I wanted to fight like a warrior princess, so on that day I walked 2 ½ miles – 28 laps around 11 Long.
I now go to clinic every other week to check my blood counts. Here is what they were on my last visit; totally normal!!!
White Blood Cells - Me: 4.9 Normal: 3.4-10
Neutrophils - Me: 2.15 Normal: 1.8-6.8
Today, August 16th is the one-year anniversary of the day my head was shaved and my counts hit zero. More importantly to me, it is my dad’s birthday. I am incredibly fortunate to have parents who have been at my side every second.

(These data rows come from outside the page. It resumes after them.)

Issue #611, opened 2016-11-08
Continuous control interface flap causing loss of network info


abhinandanpb:
Found in system tests. Network state in docker seems to be temporarily deleted when control interface is flapped continuosly(expected). System tests need deterministic wait to be added instead of random sleep interval.

PR #618, opened 2016-11-12
Fixing TriggerNetpartition test error

abhinandanpb:
RC: Test failed because during etcd flaps we were trying to create containers when etcd was still not healthy and docker was reconnecting to etcd.

### DIFF
--- a/test/systemtests/docker_test.go
+++ b/test/systemtests/docker_test.go
@@ -603,6 +603,38 @@ func (d *docker) checkSchedulerNetworkCreated(nwName string, expectedOp bool) er
 	return err
 }
 
+func (d *docker) checkSchedulerNetworkOnNodeCreated(nwNames []string, n *node) error {
+	ch := make(chan error, 1)
+	for _, nwName := range nwNames {
+		go func(nwName string, n *node, ch chan error) {
+			logrus.Infof("Checking whether docker network %s is created on node %s", nwName, n.Name())
+			cmd := fmt.Sprintf("docker network ls | grep netplugin | grep %s | awk \"{print \\$2}\"", nwName)
+			logrus.Infof("Command to be executed is = %s", cmd)
+			count := 0
+			//check if docker network is created for a minute
+			for count < 60 {
+				op, err := n.runCommand(cmd)
+
+				if err == nil {
+					ret := strings.Contains(op, nwName)
+					if ret == true {
+						ch <- nil
+					}
+					count++
+					time.Sleep(1 * time.Second)
+				}
+			}
+			ch <- fmt.Errorf("Docker Network %s not created on node %s \n", nwName, n.Name())
+		}(nwName, n, ch)
+	}
+	for range nwNames {
+		if err := <-ch; err != nil {
+			return err
+		}
+	}
+	return nil
+}
+
 func (d *docker) waitForListeners() error {
 	return d.node.runCommandWithTimeOut("netstat -tlpn | grep 9090 | grep LISTEN", 500*time.Millisecond, 50*time.Second)
 }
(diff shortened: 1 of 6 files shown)


abhinandanpb:
Fixes #611

test/systemtests/docker_test.go
```diff
@@ -603,6 +603,38 @@ func (d *docker) checkSchedulerNetworkCreated(nwName string, expectedOp bool) er
 	return err
 }
 
+func (d *docker) checkSchedulerNetworkOnNodeCreated(nwNames []string, n *node) error {
+	ch := make(chan error, 1)
+	for _, nwName := range nwNames {
+		go func(nwName string, n *node, ch chan error) {
+			logrus.Infof("Checking whether docker network %s is created on node %s", nwName, n.Name())
+			cmd := fmt.Sprintf("docker network ls | grep netplugin | grep %s | awk \"{print \\$2}\"", nwName)
```
jojimt: Should we just do etcdctl ls /contiv.io? That way, it will work for k8s as well...

abhinandanpb: k8s has different interface implementation.

erikh:
general comment: use a `for` with a counter and `len()` instead of iterating over the loop in your waiters impls

abhinandanpb:
sure. any reason for the len to be different ?

erikh:
it's just a nit. feel free to ignore.

test/systemtests/docker_test.go
```diff
@@ -603,6 +603,38 @@ func (d *docker) checkSchedulerNetworkCreated(nwName string, expectedOp bool) er
 	return err
 }
 
+func (d *docker) checkSchedulerNetworkOnNodeCreated(nwNames []string, n *node) error {
+	ch := make(chan error, 1)
```
erikh: Actually that may not happen. I would have to test to be sure. Let's leave it alone instead of sending that through CI again.

test/systemtests/swarm_test.go
```diff
@@ -565,6 +565,38 @@ func (w *swarm) checkSchedulerNetworkCreated(nwName string, expectedOp bool) err
...
+	ch := make(chan error, 1)
+	for _, nwName := range nwNames {
+		go func(nwName string, n *node, ch chan error) {
+			logrus.Infof("Checking whether docker network %s is created on node %s", nwName, n.Name())
+			cmd := fmt.Sprintf("docker network ls | grep netplugin | grep %s | awk \"{print \\$2}\"", nwName)
+			logrus.Infof("Command to be executed is = %s", cmd)
+			count := 0
+			//check if docker network is created for a minute
+			for count < 60 {
+				op, err := n.runCommand(cmd)
```
erikh: what happens when `err != nil` here?

test/systemtests/docker_test.go
```diff
@@ -603,6 +603,38 @@ func (d *docker) checkSchedulerNetworkCreated(nwName string, expectedOp bool) er
...
+	for _, nwName := range nwNames {
+		go func(nwName string, n *node, ch chan error) {
+			logrus.Infof("Checking whether docker network %s is created on node %s", nwName, n.Name())
+			cmd := fmt.Sprintf("docker network ls | grep netplugin | grep %s | awk \"{print \\$2}\"", nwName)
+			logrus.Infof("Command to be executed is = %s", cmd)
+			count := 0
+			//check if docker network is created for a minute
+			for count < 60 {
+				op, err := n.runCommand(cmd)
+
```
erikh: same here

test/systemtests/swarm_test.go
erikh: nvm...

erikh:
well I just made a bunch of noise, sorry.

LGTM

PR #836, opened 2017-04-14
verify that the tenant name exists before listing config

rchirakk:
fiixes https://github.com/contiv/ccn/issues/292


jojimt:
LGTM

PR #837, opened 2017-04-14
refactor Vagrantfile slightly & make it possible to install Docker CE 17.03+

unclejack:
This PR makes a few small changes. The first commit makes the following changes:
- removes argument passing to the provisioning script by using interpolation and templates
- removes some unneeded `if var != empty && var == value` by moving these to the top list of variables
- converts some strings to use single quotes for quoting
- moves one script outside of the Vagrant provisioning block
- removes numbered variables from the provisioning scripts with templated and interpolated strings

The reason why I've made these changes was to make it easier to follow what variables are used, how and where. This makes it possible to get rid of most hacks and it's much easier to go over the Vagrantfile.

The second commit makes it possible to install and use Docker 17.03 CE and newer. This can be tested using `CONTIV_DOCKER_VERSION=17.03.1.ce make stop start`.

### DIFF
--- a/Vagrantfile
+++ b/Vagrantfile
@@ -15,15 +15,20 @@ BEGIN {
 }
 
 # netplugin_synced_gopath="/opt/golang"
-go_version = ENV["GO_VERSION"] || "1.7.5"
-docker_version = ENV["CONTIV_DOCKER_VERSION"] || "1.12.6"
-docker_swarm = ENV["CONTIV_DOCKER_SWARM"] || "classic_mode"
-gopath_folder="/opt/gopath"
+go_version = ENV['GO_VERSION'] || '1.7.5'
+docker_version = ENV['CONTIV_DOCKER_VERSION'] || '1.12.6'
+docker_swarm = ENV['CONTIV_DOCKER_SWARM'] || 'classic_mode'
+gopath_folder = '/opt/gopath'
 http_proxy = ENV['HTTP_PROXY'] || ENV['http_proxy'] || ''
 https_proxy = ENV['HTTPS_PROXY'] || ENV['https_proxy'] || ''
 build_version = ENV['BUILD_VERSION'] || ''
-
-cluster_ip_nodes = ""
+cluster_ip_nodes = ''
+v2plugin_name = ENV['CONTIV_V2PLUGIN_NAME'] || 'contiv/v2netplugin:0.1'
+cluster_store = ENV['CONTIV_CLUSTER_STORE'] || 'etcd://localhost:2379'
+use_release = ENV['USE_RELEASE'] || ''
+node_os = ENV['CONTIV_NODE_OS'] || 'centos'
+base_ip = ENV['CONTIV_IP_PREFIX'] || '192.168.2.'
+num_nodes = ENV['CONTIV_NODES'].to_i == 0 ? 3 : ENV['CONTIV_NODES'].to_i
 
 provision_common_once = <<SCRIPT
 ## setup the environment file. Export the env-vars passed as args to 'vagrant up'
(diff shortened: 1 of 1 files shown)


Vagrantfile
```diff
@@ -33,15 +38,15 @@ echo 'export GOPATH=#{gopath_folder}' > /etc/profile.d/envvar.sh
...
-echo "export http_proxy='$3'" >> /etc/profile.d/envvar.sh
-echo "export https_proxy='$4'" >> /etc/profile.d/envvar.sh
-echo "export USE_RELEASE=$5" >> /etc/profile.d/envvar.sh
-echo "export no_proxy=$2,127.0.0.1,localhost,netmaster" >> /etc/profile.d/envvar.sh
-echo "export CLUSTER_NODE_IPS=$2" >> /etc/profile.d/envvar.sh
-echo "export CONTIV_CLUSTER_STORE=$6" >> /etc/profile.d/envvar.sh
-echo "export CONTIV_V2PLUGIN_NAME=$9" >> /etc/profile.d/envvar.sh
-echo "export CONTIV_DOCKER_SWARM=${10}" >> /etc/profile.d/envvar.sh
-echo "export BUILD_VERSION=${11}" >> /etc/profile.d/envvar.sh
+echo "export http_proxy='#{http_proxy}'" >> /etc/profile.d/envvar.sh
```
dseevr: While you're cleaning this up, do you want to do something like:

```sh
cat >>/etc/profile.d/envvar.sh <<EOS
export FOO=foo
export BAR=bar
EOS
```

It'll cut the character count in half and make it easier to read :smile:

unclejack: Sure, I'll make the change. It's a good idea.

unclejack: I've made the changes. PTAL

dseevr: Looks good 👍

unclejack:
This is green and ready to go. PTAL

Vagrantfile
```diff
@@ -15,33 +15,40 @@ BEGIN {
...
+docker_version = ENV['CONTIV_DOCKER_VERSION'] || '1.12.6'
+docker_swarm = ENV['CONTIV_DOCKER_SWARM'] || 'classic_mode'
+gopath_folder = '/opt/gopath'
 http_proxy = ENV['HTTP_PROXY'] || ENV['http_proxy'] || ''
 https_proxy = ENV['HTTPS_PROXY'] || ENV['https_proxy'] || ''
 build_version = ENV['BUILD_VERSION'] || ''
-
-cluster_ip_nodes = ""
+cluster_ip_nodes = ''
+v2plugin_name = ENV['CONTIV_V2PLUGIN_NAME'] || 'contiv/v2netplugin:0.1'
```
rhim: pls check that it is the latest version available

Vagrantfile
```diff
@@ -207,7 +253,7 @@ Vagrant.configure(VAGRANTFILE_API_VERSION) do |config|
     if Vagrant.has_plugin?("vagrant-vbguest")
         config.vbguest.auto_update = false
     end 
-    if ENV['CONTIV_NODE_OS'] && ENV['CONTIV_NODE_OS'] == "ubuntu" then
+    if node_os == "ubuntu" then
```
rhim: above, syntax used is #{node_os}. Is there a reason for a different syntax here?

Vagrantfile
unclejack: @rhim: This piece was exactly like this before. The v2plugin isn't released and there's no available version right now.

Vagrantfile
unclejack: `#{var}` is used to replace this with the value of the global variable with that same name. 

`%{var}` is used for the ruby template to do the same thing with local variables. The template is used to avoid passing arguments to the shell script (e.g.: s.args $foo, $bar, $baz become $1, $2, $3 in the shell script and we have to keep track of which variable was what when we modify the script). Instead of the numbered variables in the shell script, we have `%{foo}`, `%{bar}` `%{baz}` and we can pass a ruby hash to replace those with certain values. This is more straightforward and makes it easier to follow.

It's node_os here because we're in ruby code. The other occurrences were in strings which become templates. I've written this to explain why I've made the change.

rhim: Thanks for the clarification.

dseevr: `String#%` taking a hash argument is really uncommon in Ruby code, and you can think of it being similar to Python's `"{foo} {bar}".format(foo="foo", bar="bar")` construct

unclejack:
@gkvijay Can you take a look at this when you have the time? Please comment if there's something you'd like to discuss.

PR #838, opened 2017-04-17
Fix a timing issue in network tests

jojimt:


test/systemtests/network_test.go
```diff
@@ -338,6 +338,7 @@ func (s *systemtestSuite) testNetworkAddDeleteTenant(c *C, encap, fwdmode string
 			}
 		}
 
+		time.Sleep(3 * time.Second)
```
gaurav-dalvi: what is this timing issue and why it will go away if we remove this 3 seconds wait ?

jojimt: The timing issue is the delay from issuing the command from the system test code to the command taking effect. Because it is vagrant, sometimes it is slow to propagate.

unclejack: Could we check if the networks have been created instead? I'm not saying I have anything against this change, quite the opposite. It's just that we're using sleep in a lot of places and I'm not sure it's always right.

jojimt: Yes, ideally we should be doing that. Our test infra does not have a way to do this for net-partition scenarios today.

And I am so thankful that this year we will not be celebrating my dad’s birthday in the hospital.
Happy Birthday to the best dad!
July 20, 2013
Where are my frozen eggs?
I can hardly believe that last July I was sitting across from a fertility doctor trying to decide whether to delay my cancer treatments in order to preserve my fertility, since the toxic chemotherapy and full body radiation would kill my ovaries and all of my eggs – and any chance of having my own children someday.
July was a painful month, physically and emotionally. I received the same amount of hormones given to healthy women undergoing IVF over several months condensed into three weeks. I had to give myself multiple shots in the stomach each day and go to the doctor for an ultrasound every morning at 7am. The hormones sped up egg maturation, until they were ready to be extracted through a minor surgery.
My eggs are now in a cryogenic freezer somewhere – I picture a huge underground modern facility out in the middle of the desert, sort of Austin Powers-esque, with big stainless steal tubes surrounded by cold steam. But really I think they are in a mini dorm style Kenmore fridge in the hospital break room, next to some really old frozen lasagna. When I asked none of the UCSF nurses or doctors actually knew where the eggs are stored.
There are still many unknowns about whether I will be able to have my own children (I am the very first woman to freeze eggs while taking the chemotherapy pill that I was on so it is unknown what the impact will be), but I feel extremely lucky that I had the choice to undergo fertility preservation. Most cancer patients do not. My oncologist, a woman about my age with two young children, allowed me to postpone my more toxic chemotherapy so that I could have this treatment. That is something that many oncologists do not consider. It is also an incredibly expensive process that is not covered by insurance; so many patients cannot afford it. I have met several young women who have survived bone marrow transplants but now will never be able to have their own children.
Today marks three months until the Nike Women’s Marathon. I still cannot believe that there is a group of 60 people – all of you – training for this race and raising money to make sure blood cancer, and all of the related complications like fertility, become a thing of the past in the very near future.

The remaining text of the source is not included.